Understanding Illinois: Revisiting the Founding Era for Lessons Learned
•February 13, 2019•
By Jim Nowlan
NP Guest Columnist
I have been asked by the Kewanee (IL) Library, near my residence in central Illinois, to lead discussions on “Revisiting the Founding Era.” What lessons might there be for us today, and what might we do today to honor those who made our nation possible?
Library director Barbara Love was awarded one of a very few grants from a New York City foundation to explore the topic. Over the coming six weeks, I will sit in the moderator’s chair at sessions in the library, and in classes at the local community college, high school and state prison.
I am a political scientist, yet have always enjoyed history, though I am not expert in the Revolutionary Era. To prepare, I just finished “American Creation,” by Joseph Ellis, author of the best-selling “Founding Brothers.”
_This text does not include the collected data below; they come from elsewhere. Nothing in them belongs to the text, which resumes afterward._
PR #126, opened 2020-10-25
Fix CORS for zones.js and timeout using espota for upload

arjanmels:
Two minor fixes:
- Fix CORS for zones.js, by adding "Access-Control-Allow-Origin" header to all static requests
- timeout using espota for upload, by add feedLoopWDT in onProgress

### DIFF
--- a/src/ota.cpp
+++ b/src/ota.cpp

The Founders, led by Adams, Washington, Jefferson, Franklin, Hamilton, Madison and of course others, were not demigods. They were indeed true radicals, intelligent, imperfect.
Their audacity was breathtaking—a tiny band of disparate colonies of barely 3 million people taking on the world’s mightiest military.
Nor was there consensus in the America colonies. Ellis estimates that only one-third of the colonists supported the Revolutionary cause; one-third, opposed, and one-third sat on the fence.